The practical consequence to seller in making representations and warranties is that, as long as they remain in effect, buyer may sue seller for their breach. But representations and warranties by law merge into the deed at the closing and are thereby extinguished. Buyer cannot sue for breach of representations and warranties after the closing, unless the parties expressly agree they survive the closing. If the parties’ intent is to negate the “merger” doctrine, the purchase and sale agreement should expressly provide that seller’s representations and warranties will survive the closing and specify for how long. If the parties are silent on how long seller’s representations and warranties will survive after the close of escrow, then California’s four year statute of limitations period applies. Typically, the parties contractually shorten this period which would otherwise apply to buyer’s suit for breach of contract.
In a recent case, buyer of a winery sued since, in violation of the purchase and sale agreement, seller did not disclose prior to close of escrow information relating to earthquake issues of which seller was aware. After the close of escrow, buyer discovered an active fault trace on the property that substantially increased buyer’s costs of developing the property. Buyer contended that seller knew of and should have disclosed existence of the active fault trace since seller adjusted the siting of the building pad of the winery to avoid the fault trace, as documented in two reports. Seller argued that seller’s duty to disclose the fault trace did not survive the closing because the purchase and sale agreement did not expressly state that such duty survived the closing while the contract specifically stated other seller duties did survive the closing.

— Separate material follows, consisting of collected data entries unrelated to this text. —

PR #3972, opened 2026-03-02
api: Add SetRootCAsFromPEM method

prziborowski:
Add SetRootCAsFromPEM to allow passing in-memory PEM-encoded certificates instead of requiring them to be on disk. This is useful for read-only filesystems where CA contents are already available in memory.

## Description

Add SetRootCAsFromPEM to allow passing in-memory PEM-encoded
certificates instead of requiring them to be on disk. This is
useful for read-only filesystems where CA contents are already
available in memory.

## How Has This Been Tested?

Tested with a container doing:
```
	if len(config.CAContents) != 0 {
		if err = soapClient.SetRootCAsFromPEM([][]byte{config.CAContents}); err != nil {
			return fmt.Errorf("failed to set root CA %s: %w", config.CAFilePath, err)
		}
	}
```
and was able to connect to vCenter properly.

## Guidelines

### DIFF
--- a/vim25/soap/client_test.go
+++ b/vim25/soap/client_test.go
@@ -146,6 +146,74 @@ func setCAsOnClient(cas string) error {
 	return client.SetRootCAs(cas)
 }
 
+func TestValidRootCAsFromPEM(t *testing.T) {
+	pem, err := os.ReadFile("fixtures/valid-cert.pem")
+	if err != nil {
+		t.Fatalf("Failed to read valid cert: %v", err)
+	}
+
+	err = setCAsFromPEMOnClient([][]byte{pem})
+	if err != nil {
+		t.Fatalf("Err should not have occurred: %#v", err)
+	}
+}
+
+func TestInvalidRootCAsFromPEM(t *testing.T) {
+	cert := []byte(`-----BEGIN CERTIFICATE-----\n`)
+	err := setCAsFromPEMOnClient([][]byte{cert})
+
+	_, ok := err.(errInvalidCACertificate)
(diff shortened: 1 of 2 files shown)


vim25/soap/client_test.go
```diff
@@ -146,6 +146,74 @@ func setCAsOnClient(cas string) error {
...
+	_, ok := err.(errInvalidCACertificate)
+	if !ok {
+		t.Fatalf("Expected errInvalidCACertificate to occur with mixed certs")
+	}
+}
+
+func TestEmptyRootCAsFromPEM(t *testing.T) {
+	err := setCAsFromPEMOnClient([][]byte{})
+	if err != nil {
+		t.Fatalf("Empty slice should not cause error: %#v", err)
```
hickeng, line 201: I'm on the fence about this statement - while it's technically not an error it's likely indicative of a problem in the calling code; I cannot think of a good reason to be passing in an empty slice for a noop.

hickeng (approved):
Up to @prziborowski whether to change validation of empty slice or not.

vim25/soap/client_test.go
prziborowski: I can't think of a reason someone would want to do that.
But throwing an error in SetRootCAsFromPEM would mean I need to special case an empty slice scenario.
Or just remove this test case and then not consider it as a "supported" scenario.

hickeng: I'm happy to leave it as is - just wanted to flag it for your consideration.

The California Court of Appeal held the doctrine of merger did not extinguish seller’s contractual duty to disclose potentially hazardous seismic conditions. The court limited application of the merger doctrine to circumstances where the contractual terms are inconsistent with the terms of the grant deed delivered at the closing, or where the parties clearly intend to have all contractual obligations merge into the recorded deed. Here, the court found there was no obvious conflict between the terms of the parties’ purchase and sale agreement and the terms of the grant deed. Even though some paragraphs in the purchase and sale agreement specifically provided for their survival, that fact did not, as a matter of law, mean no other provision could survive without stating that they survived.
The merger doctrine has been subject to significant criticism and this decision is an example of an attempt to mitigate potential unfairness resulting from a strict application.